The Bull's Case For Groupon  - pbreit
http://www.businessinsider.com/the-bulls-case-for-groupon-2011-8

======
joe_the_user
_Groupon has finally found a way to get local businesses to spend on
advertising, which is a ginormous market._

Uh, Groupon has some ways to spend enormous amounts of money to get a few
businesses to waste some money on ads.

What Groupon probably knows by now and anyone who invests in it will find-out,
is that at the end of the day, local businesses simply don't extra money to
spend on advertising. Local businesses such as restaurants or food store are
distributing scarce resources with a low margin. They are mostly "stones" and
you can't squeeze "blood" out of them. So its not just that Groupon's model
won't work and that Groupon has no customer loyalty.
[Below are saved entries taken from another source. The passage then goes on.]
PR #410, opened 2019-01-17
Add better errors to logging pages

tommotaylor:
- Added the error highlighting class to each form field
- Added an error hint to each form field
- Improved the error messages
- Removed the duplicate error summaries when a search term was blank (it used to say "blank" and "invalid", now it just says "blank".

It's there's just no
alternative model that could work.

If Groupon were to somehow 100% succeed and every small business had to pay
them something to get customers, they would simply face a rebellion as the
average, pushed-to-boards small business owner realized they'd just gotten one
more fixed cost that was bring them nothing. I mean, the thing that's not
understood is most small businesses have no economies of scale, most small
businesses have low profit margin. Small businesses altogether represent a
huge chunk of capital but very little profits. Most small businesses _fail_ \-
think about it. If a given field offered serious profits, a large business
would have already taken it over.